The Clearway Clinic’s website says it provides “pre-abortion consultations” to discuss “emotional complications associated with the abortion procedure.” It also says it provides free ultrasound scans and “abortion pill reversal.”

The American College of Obstetricians and Gynecologists says claims about abortion pill reversal “are not based on science and do not meet clinical standards.” The practice typically involves a dose of the hormone progesterone.

The Clearway website also says the clinic employs “a team of board certified doctors and nurses.”

But Addante said her “best guess is whoever did this patient’s initial ultrasound was not someone qualified to be doing it.”

A literature review of research on crisis pregnancy centers, published in the American Medical Association Journal of Ethics in 2018, documented various instances in which obstetrics and gynecology researchers have accused the facilities of spreading medical misinformation.

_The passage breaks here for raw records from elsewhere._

Issue #4437, opened 2017-08-30
Relationship field with custom post statuses doesn't save


rosalynpoort:
I have an advanced content type pod with a relationship field that relates to a custom post type. i have custom post statuses for the custom post type. on the relationship field in the advanced content type pod i can choose to display the posts with my custom statuses but the field won't save. it only saves when i choose a published post

jimtrue:
@pglewis Need to verify this is an issue on 2.7 pick fields. I'm testing that today. If it's corrected in 2.7 Yay! But if we give the option to allow relationships on specific post statuses, we should be saving the connection.

jimtrue:
@rosalynpoort What are the custom post statuses you have that you're trying to assign relationships to? I tested with 'draft' and while the Draft items showed up in the pick list, they wouldn't save to the relationship field.

rosalynpoort:
@jimtrue yes i tested with 'draft' as well as 'pending-review' and 'maybe'. same results, they all show up in the pick list but won't save to the field

jimtrue:
I just tested in the beta 2.7 as well and while it allows me to add a new draft relationship post and it adds it to the list. When I save, it's no longer in the related record post. This is most definitely a bug.

rosalynpoort:
@jimtrue thanks for looking into it. I've worked around it for now by just making it a text field for the ID as I'm adding using the pods api anyway and not the WP dashboard.

jimtrue:
For clarification: this is the 'Post Status' under Additional Options. This provides what posts show up in the Relationship pick list. Changing the status allows them to show, but they aren't saving to the field on save.

<img width="706" alt="screenshot 2017-08-30 12 50 46" src="https://user-images.githubusercontent.com/3052875/29884648-18a0bdd6-8d82-11e7-86d6-0d329dafeede.png">

jamesgol:
Looking at the database it looks like the data is actually being saved, but just never loaded to be displayed.  I'm closing in on the problem.

th-santos:
I am facing the same issue.

I have an Extended Post Type ("post") with a "Relationship" Field Type (non-bidirectional) related to a Custom Post Type ("company"). 

I am using `pods_api_post_save_pod_item_post` to get field values from my "company" post type. If "company" status is "publish", I can get those values, but if it is "private", I cannot get any field value.

Issue #4409, opened 2017-08-09
Unable to save a relationship field if relating to draft post


lougreenwood:
I have a relationship field which I have enabled 'draft' posts for:

<img width="564" alt="screen shot 2017-08-09 at 18 51 08" src="https://user-images.githubusercontent.com/12051736/29135978-c070de88-7d33-11e7-94be-d6e536b3200b.png">

I have a post of this Pod type, when I edit the post, I can use the relationship field to choose a draft post, but when I save the post, the relationship isn't saved and the relationship field is empty.

sc0ttkclark:
Can you clarify -- what post type is it related to?

lougreenwood:
Standard Pods table-based CPT

lougreenwood:
Update: I just went through and updated many of the draft posts to 'publish' and they appeared in the dropdown selector - no need to re-link after just changing the post's status.

sc0ttkclark:
Oh that helps a ton, thanks!

sc0ttkclark:
Fixed

Issue #3556, opened 2016-05-31
Problem with related field with posts in draft status


MMiX2K:
Hello! We have a problem with pods 2.x. I'm showing publish, draft and pending posts in a relationship field (select and checkboxes) adding the post_status to the where condition (a custom post type in admin). The value is saved in database but the checkbox is only showing marked / select only showing selected, when the related post is published.

I saw that the problem is "where_default", always filtering published posts. I tried "pods_api_get_table_info_default_post_status" filter without success.

If I comment the line "$this->where_default = $this->pod_data[ 'where_default' ];" in __construct of "PodsData.php" the related fields show selected values flawlessly (draft and pending post, of course, published post always have worked).
I never have modified a plugin code, but at least works in this way. Is there another way (any filter for example or modify "where_default" value) to make this? It's a bug? I would like to know.

Thanks!

jamesgol:
Just for a note here because I vaguely remember working on this way back when.  The function that calls the 'pods_api_get_table_info_default_post_status' filter caches the results so the filter is only called the first time and then cached.  You could try clearing the cache and see how it works, but the code definitely needs to get refactored so everything is handled properly.

MMiX2K:
I deleted the cache and now it's working perfect :)
Thanks @jamesgol!

jamesgol:
I'm not sure I would close this, I'd say it's a legit issue that needs to be fixed when the code gets refactored.  This is something that should be able to be changed by the filter every time based on the variables passed in.

JoryHogeveen:
Related: https://github.com/pods-framework/pods/pull/3626

quasel:
no idea - is this still an issue? @jamesgol

Issue #3451, opened 2016-03-17
Private pods not displaying front end to author


enquirer32:
I’ve created two pods. The entries associated with these are saved as ‘private’. One cant view the content on the front end of the website.

As admin on this WP installation. 
I created new a CPT. 
Created one field. 
I added new 'testpod' from admin - 'Add New'. 
Filled in my one field. 
I created a new post and inserted the following shortcode: `[pods name="testpod"]<br />{@test_field}<br />[/pods]`
I made sure the pod was 'private'
If one views the post on front end one can see the title but no output (it is 'Private')
Reset the pod item to 'public' - the content shows up on the front end.

For me this is a serious issue and it isn't how core WP works. When something is 'Private' the author can always see their own posts. 

My set-up: My intention was to restrict the content others could see but always intending that the creator of the content (adding content through a Pod form) could see their own. For example, I have a logged in user who creates content in both pods. He has all the permissions required to edit ‘private’ content and it his content. So long as the data in the pods he created is private he can't access this data.

In my real install I also have a couple of single relationship dropdowns. However, he can’t access these unless the pods are ‘published’ – they don’t work as private either. This is also an unforseen problem which means I can't use Pods the way I had intended.

Is there a temporary fix for this - some hack I can add to the files? Was this always your intention?

You don't need files or images to replicate this yourself - it is very straight forward.

enquirer32:
OK, so I've revisisted this. After a follow-up from Jim I installed a clean WP and installed only your plugin and worked up my example above creating public and private posts with public and private pods.... I'm attaching the json file for this. When the pod is marked as private it does not show in the front end as it should - following WP rules. I set up two pods one public and one private. The private pod did not show (I verified this by making it public when it did).

[...]

PR #4442, opened 2017-09-02
Allow where_default to pass through SQL queries

jamesgol:
What's happening is that the 'where_default' is always getting used because the query is a post_type but does not include the post_status in the where, so PodsData->query_fields() was using the
'where_default' param which wasn't getting passed through properly.

Related to #4437


jamesgol:
Related to #4409 #3556 #3451 #1654 #1577 and possibly others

Two undercover NBC News producers visited state-funded crisis pregnancy centers in Texas after Roe v. Wade was overturned, and their investigation found that counselors falsely claimed abortions cause mental illness and falsely implied they could lead to cancer and infertility.

Liss-Riordan said her client sued because “she wanted to prevent other women from experiencing the type of deception that she did.”

Many women, she said, go to such centers “and have no idea that they walked into something other than a regular medical clinic.”